| PROBLEM |
Tell how many lines below include the word "would". Only the number should appear.

| DATA FOR THIS TASK |
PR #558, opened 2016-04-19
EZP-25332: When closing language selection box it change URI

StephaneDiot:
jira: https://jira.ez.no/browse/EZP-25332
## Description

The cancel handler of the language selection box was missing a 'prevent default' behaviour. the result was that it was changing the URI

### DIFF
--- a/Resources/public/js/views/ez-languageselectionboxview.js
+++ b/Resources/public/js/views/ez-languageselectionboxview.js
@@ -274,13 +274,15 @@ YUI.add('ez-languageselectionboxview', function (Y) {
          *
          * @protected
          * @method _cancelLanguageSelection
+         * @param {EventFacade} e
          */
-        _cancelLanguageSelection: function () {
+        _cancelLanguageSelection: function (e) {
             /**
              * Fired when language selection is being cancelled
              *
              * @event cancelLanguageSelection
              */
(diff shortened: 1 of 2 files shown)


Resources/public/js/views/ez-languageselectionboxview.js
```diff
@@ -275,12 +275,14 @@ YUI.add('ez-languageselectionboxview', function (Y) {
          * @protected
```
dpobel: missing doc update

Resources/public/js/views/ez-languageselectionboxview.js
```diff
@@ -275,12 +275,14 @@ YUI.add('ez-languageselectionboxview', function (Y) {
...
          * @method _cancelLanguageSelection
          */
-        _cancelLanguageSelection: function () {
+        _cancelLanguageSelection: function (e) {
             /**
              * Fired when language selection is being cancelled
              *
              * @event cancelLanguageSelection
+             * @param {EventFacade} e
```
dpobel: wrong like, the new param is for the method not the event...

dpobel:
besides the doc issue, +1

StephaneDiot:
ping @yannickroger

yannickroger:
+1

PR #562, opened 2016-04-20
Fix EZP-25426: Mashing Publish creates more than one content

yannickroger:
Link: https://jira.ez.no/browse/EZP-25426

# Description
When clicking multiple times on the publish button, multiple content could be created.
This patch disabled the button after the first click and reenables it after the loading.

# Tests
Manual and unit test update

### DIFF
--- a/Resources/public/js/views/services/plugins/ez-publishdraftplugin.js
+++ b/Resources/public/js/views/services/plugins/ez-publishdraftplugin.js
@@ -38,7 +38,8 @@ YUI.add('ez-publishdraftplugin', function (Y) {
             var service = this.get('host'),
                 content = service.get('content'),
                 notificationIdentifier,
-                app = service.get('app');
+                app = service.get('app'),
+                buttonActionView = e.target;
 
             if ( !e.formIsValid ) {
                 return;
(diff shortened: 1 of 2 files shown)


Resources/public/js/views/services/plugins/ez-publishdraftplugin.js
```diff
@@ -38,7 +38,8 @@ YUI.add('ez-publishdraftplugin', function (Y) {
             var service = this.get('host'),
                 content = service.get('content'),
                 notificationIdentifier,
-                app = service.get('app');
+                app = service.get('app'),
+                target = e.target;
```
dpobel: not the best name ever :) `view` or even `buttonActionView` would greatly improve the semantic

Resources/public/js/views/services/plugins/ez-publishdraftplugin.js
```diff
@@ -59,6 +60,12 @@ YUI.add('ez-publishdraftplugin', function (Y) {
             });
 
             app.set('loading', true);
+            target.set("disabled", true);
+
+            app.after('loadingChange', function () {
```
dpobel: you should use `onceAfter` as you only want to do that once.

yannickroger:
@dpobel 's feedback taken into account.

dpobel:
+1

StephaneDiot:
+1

...

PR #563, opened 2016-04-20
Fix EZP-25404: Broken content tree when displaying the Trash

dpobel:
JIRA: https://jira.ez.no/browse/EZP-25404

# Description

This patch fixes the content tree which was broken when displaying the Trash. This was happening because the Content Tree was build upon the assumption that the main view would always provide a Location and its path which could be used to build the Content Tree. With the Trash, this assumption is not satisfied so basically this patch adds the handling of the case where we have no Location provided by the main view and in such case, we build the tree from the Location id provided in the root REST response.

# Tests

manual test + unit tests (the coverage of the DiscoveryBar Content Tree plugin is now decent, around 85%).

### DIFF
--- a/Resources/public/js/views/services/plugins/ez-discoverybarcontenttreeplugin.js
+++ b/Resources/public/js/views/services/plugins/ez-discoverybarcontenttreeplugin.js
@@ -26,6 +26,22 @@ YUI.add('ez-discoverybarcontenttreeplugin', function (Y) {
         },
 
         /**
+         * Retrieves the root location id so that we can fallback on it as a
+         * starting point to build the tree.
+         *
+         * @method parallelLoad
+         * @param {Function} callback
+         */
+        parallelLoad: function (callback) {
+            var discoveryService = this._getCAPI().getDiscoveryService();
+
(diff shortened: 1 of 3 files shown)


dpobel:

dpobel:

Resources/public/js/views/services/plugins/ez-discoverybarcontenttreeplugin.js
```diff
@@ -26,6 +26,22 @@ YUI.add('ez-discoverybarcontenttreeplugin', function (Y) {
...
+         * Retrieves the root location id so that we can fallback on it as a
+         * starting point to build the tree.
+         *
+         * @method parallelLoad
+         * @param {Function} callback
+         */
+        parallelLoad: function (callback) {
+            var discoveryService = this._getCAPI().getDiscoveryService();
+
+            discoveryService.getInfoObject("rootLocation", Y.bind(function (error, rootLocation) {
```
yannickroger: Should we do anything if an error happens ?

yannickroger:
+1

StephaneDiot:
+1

| ANSWER BELOW |
2